PR #2886, opened 2026-06-17
Allow setting strict-alias defaults at config time

ZuseZ4:


wsmoses:
as mentioned on the issue, I'm not convinced this is the right solution

Issue #2885, opened 2026-06-17
enzyme-strict-aliasing default should be configurable at build time.


ZuseZ4:
Whether or not some IR is valid or not under strict-aliasing is determined by the language. Rust does not have the concept, so we want to set the default to false in https://github.com/EnzymeAD/Enzyme/blob/41b6c734483d62764381194aeb15b8690f8c99ee/enzyme/Enzyme/TypeAnalysis/TypeAnalysis.cpp#L93

It doesn't matter for rustc driven builds, but every debug build has to specify `-enzyme-strict-aliasing=0` by hand, which doesn't make sense.
@copilot add a cmake option (default off) to change the default of strict-aliasing from true to false, so that rust people loading enzyme via opt stop running into it.

wsmoses:
what do you mean "It doesn't matter for rustc driven builds". Why is there a difference between a debug and non debug build?

ZuseZ4:
oh yeah, that was unclear. I didn't mean O0 vs O3, I meant the default workflow to minimize Enzyme bugs is to print Rust as LLVM-IR, and reproduce it from there on. We must always add that flag currently when we load enzyme into opt, which doesn't make sense. Languages that don't have strict-aliasing should be able to build Enzyme with a more resonable default.

wsmoses:
I mean there is only one opt? imo it would be more confusing to have the default change depending on setup [since then your reproducer may not repro in the enzyme explorer for example]

wsmoses:
Languages have different defaults and that's fine. Julia needs to always set the julia addr flag as well. I don't think that means we should change the general default here

ZuseZ4:
Fixed in https://github.com/EnzymeAD/Enzyme/pull/2886
C++ can keep it's default, in fact it won't affect any language not setting it. But it will safe significant time for people debugging Rust IR, since each time you minimize IR and forget to set it, you get a wrong error as a red hering.

wsmoses:
I think this will be more confusing if how you install enzyme comes with different defaults, since then there will be an issue when trying to use enzyme itself [eg in the explorer]. Can you just write this in the docs, or have your emit mwe script add the flag?

ZuseZ4:
I can otherwise overwrite it in our Rust fork, but I'd find it not great if we're forced to do that. We just got rid of the last patches.

[...]

PR #2887, opened 2026-06-17
Allow setting strict-alias defaults at config time

ZuseZ4:
Whether or not some IR is valid or not under strict-aliasing is determined by the language. Rust does not have the concept, so we want to set the default to false in https://github.com/EnzymeAD/Enzyme/blob/41b6c734483d62764381194aeb15b8690f8c99ee/enzyme/Enzyme/TypeAnalysis/TypeAnalysis.cpp#L93

It doesn't matter for rustc driven builds, but every debug build has to specify `-enzyme-strict-aliasing=0` by hand, which doesn't make sense.
@copilot add a cmake option (default off) to change the default of strict-aliasing from true to false, so that rust people loading enzyme via opt stop running into it.

Enzyme was unwilling to accept it in https://github.com/EnzymeAD/Enzyme/issues/2885, but I care more about the concrete benefit to Rust devs willing to spend time debugging Enzyme, than about a potential future person downloading Enzyme via rustup, and then being confused that it used cmake to tune defaults in favour of Rust.


ZuseZ4:
Thanks gh.

PR #2899, opened 2026-06-24
[MLIR] fix: complex.create reverse mode flips imaginary-operand gradient sign

### LINKED ISSUE #2900: Reverse mode: complex.create flips the imaginary-operand gradient sign
In MLIR reverse mode, a real value routed through `complex.create` then `complex.im` comes back with the wrong gradient sign. It is real-in / real-out (complex only as an intermediate), so there is no Wirtinger convention freedom: at an `f32 -> f32` boundary `conj` is identity, so the adjoint is just the ordinary real derivative.

```mlir
func.func @main(%t: f32) -> f32 {
  %zero = arith.constant 0.0 : f32
  %z = complex.create %zero, %t : complex<f32>
  %o = complex.im %z : complex<f32>
  return %o : f32
}
```

`f(t) = im(create(0, t)) = t`, so `df/dt` must be `+1`, but reverse mode gives `-1`. The regression test `complex_create_im.mlir` in #2899 is in the same IR-level form as the existing `test/MLIR/ReverseMode/complex.mlir`; running

```
eopt repro.mlir --enzyme-wrap="infn=main outfn= argTys=enzyme_active retTys=enzyme_active mode=ReverseModeCombined" --canonicalize --remove-unnecessary-enzyme-ops
```

the emitted adjoint computes the cotangent of `%t` as `-seed`:

```
%1 = arith.negf %0                     // -seed
%2 = complex.create %cst_0, %1         // (0, -seed)
%3 = complex.conj %2                   // (0, +seed)
%4 = complex.add %cst, %3              // (0, +seed)
%5 = complex.conj %4                   // (0, -seed)
%6 = complex.im %5                     // -seed   <- returned cotangent of t
```

The reverse generator conjugates the cotangent it fetches for each complex-result op (`createConjOp` on the diffe, `enzyme-tblgen.cpp`), and the other complex rules are written to account for that. `CreateOp` is not: its rule reads `ComplexIm(DiffeRet) = Im(conj(z_bar)) = -Im(z_bar)`, so the gradient flowing to the imaginary operand is negated. Its two contributions are real `f32`, where `createConjOp` is identity, so nothing downstream compensates. `complex.re` of a `create` is fine, since conj leaves the real part alone.

The `re`/`im` tests in `complex.mlir` miss this: their outputs are real (the fetched-diffe conj is irrelevant on real results) and they never put `create` in primal position.

Proposed fix with the regression test in #2899: negate the imaginary contribution in the `CreateOp` rule, matching the `NegF` the `ImOp` rule already uses, so `CreateOp` is consistent with the cotangent convention the other complex rules follow. Found via differential analysis of the derivative rule tables, agent-assisted, confirmed against the MLIR lit run.

kimjune01:
Fixes #2900.

`complex.create` in reverse mode negates the gradient on its imaginary operand. The reverse generator conjugates the cotangent it fetches for each complex-result op (`createConjOp` on the diffe), and the other complex rules account for that; `CreateOp` does not, so its rule reads `ComplexIm(DiffeRet) = Im(conj(z_bar)) = -Im(z_bar)`. Its contributions are real `f32` (where `createConjOp` is identity), so nothing downstream compensates. Full reasoning and the emitted-IR receipt are in #2900.

## Change

- Negate the imaginary-operand contribution in the `CreateOp` rule, matching the `NegF` the `ImOp` rule already uses, so `CreateOp` is consistent with the cotangent convention the other complex rules follow. `complex.re` is unaffected. Only `complex.create` in primal position changes; `complex.mlir` uses `create` only in the adjoint, so nothing there moves.
- Adds `test/MLIR/ReverseMode/complex_create_im.mlir`: differentiates `f(t) = im(create(0, t)) = t` and checks the returned cotangent is `+seed`. The corrected adjoint chain is an identity, so it canonicalizes to `return %arg1`; the buggy `-seed` chain cannot.

## Verification

Developed against your CI (no local MLIR build here). The test-only commit's MLIR run went red on the sign, which is the bug. The post-fix run currently needs maintainer approval to start (`action_required`), so a green-after-fix is pending your approval rather than confirmed by me. Happy to adjust a CHECK line against the exact canonicalized IR once it runs.


mofeing (approved):
thanks! this is correct. we do the same thing in Enzyme-JAX for the `stablehlo::ComplexOp` op.

https://github.com/EnzymeAD/Enzyme-JAX/blob/d4ddff0e2a69caea42c8c75998c75b51a69a662e/src/enzyme_ad/jax/Implementations/HLODerivatives.td#L1087-L1090

PR #2906, opened 2026-06-26
Handle gc-transition bundle from Julia v1.12

vchuravy:
Handle the new gc-transition bundle from Julia 1.12.

It signifies that a function call is potentially blocking and does not interact with the Julia runtime,
and that it is thus safe to run GC during it. 

Fixes:

- https://github.com/EnzymeAD/Enzyme.jl/issues/2139#issuecomment-4763197828
- https://github.com/EnzymeAD/Enzyme.jl/issues/3235
- https://github.com/EnzymeAD/Enzyme.jl/issues/3195

### DIFF
--- a/enzyme/Enzyme/GradientUtils.cpp
+++ b/enzyme/Enzyme/GradientUtils.cpp
@@ -260,10 +260,8 @@ bool GradientUtils::usedInRooting(const llvm::CallBase *orig,
   orig->getOperandBundlesAsDefs(OrigDefs);
   SmallVector<OperandBundleDef, 2> Defs;
   for (auto bund : OrigDefs) {
-    if (bund.getTag() == "gc-transition")
-      continue;
-    // Only handle jl_roots tag (for now).
-    if (bund.getTag() != "jl_roots") {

+-------+

= Task requirements =
Wherever a line of the data above contains "flips", copy that line.

= Written reply =
[MLIR] fix: complex.create reverse mode flips imaginary-operand gradient sign
### LINKED ISSUE #2900: Reverse mode: complex.create flips the imaginary-operand gradient sign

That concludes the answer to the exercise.